I am most proud that during my time at LSU I made significant change to what is POSSIBLE for the people of Louisiana. Young people there no longer have to choose between working in a petroleum refinery or leaving the state. They have more choices than the ones I had, than the ones my parents had. The state has a booming entertainment industry. I am not the only one who contributed to that reality, but I know that my work was foundational to Louisiana's success, and I am very, very proud to have participated in a meaningful way.

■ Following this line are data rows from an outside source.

PR #235, opened 2020-11-04
Add ESM browser build

zigomir:
Hi!

I'm trying to test `vue 3` using `vite` with `vue-test-utils-next`. There's a missing build for `esm-browser` because `esm-bundler` uses `@vue/compiler-dom` and not `@vue/compiler-dom/dist/compiler-dom.esm-browser` which is needed if you want to run VTU in browser using `vite`.

This PR is a showcase of how this fourth – `vue-test-utils.esm-browser.js` – build could look like.

### DIFF
--- a/rollup.config.js
+++ b/rollup.config.js
@@ -21,11 +21,13 @@ function createEntry(options) {
     isBrowser
   } = options
 
+  const isEsmBrowser = format === 'es' && isBrowser
+
   const config = {
     input,
     external: [
       'vue',
-      '@vue/compiler-dom',
+      isEsmBrowser ? '@vue/compiler-dom/dist/compiler-dom.esm-browser'  : '@vue/compiler-dom',
     ],
     plugins: [
       replace({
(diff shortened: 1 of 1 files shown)


lmiller1990 (approved):
I thought I had this working in Vite already 🤔 the esm-bundler build wouldn't work for you?

zigomir:
No, because `esm-bundler` directly imports `@vue/compiler-dom` which I think resolves to `compiler-dom.esm-bundler.js` which isn't browser compatible.

It would be nice for `vite` to just work, yeah. But I don't think this is possible today, as even `@vue/compiler-dom` for [example](https://github.com/vuejs/vue-next/blob/master/packages/compiler-dom/package.json) doesn't directly reference `compiler-dom.esm-browser.js`. But it builds it anyway because it's listed [here](https://github.com/vuejs/vue-next/blob/master/packages/compiler-dom/package.json#L19).

tl;dr: I don't know.

This is my [POC](https://github.com/zigomir/vite-test) on how one could run VTU next in browser.

lmiller1990:
Let's go with this for now! I will explore this more at some point. I can release this sometime next week (want to fix a few bugs).

thanks!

In my time at LSU I was part of a research project that endeavored to share digital video and audio in real time. This was more than a decade before Skype or Zoom. Our research helped pave the way for high speed network connections for video and collaborative content as shared by Cisco, Skype. and later Zoom and more. For me the most interesting thing about our research was that students DIDN'T WANT to share with just their local classmates, and they didn't need to be synchronous. Trends that we see much more clearly today in social media networks, and online learning Today this idea is obvious, especially post COVID, but in 2009 when I was raising money and creating software, it was novel... even CRAZY to think this could be the future. I won awards, prestige, and lots of attention for what came out of that research, a company and software called OMNICADEMY, and while the ideas helped to create the ideas that helped change online education, the funding model was tied to Universities, and that required far more capital than was available at the time.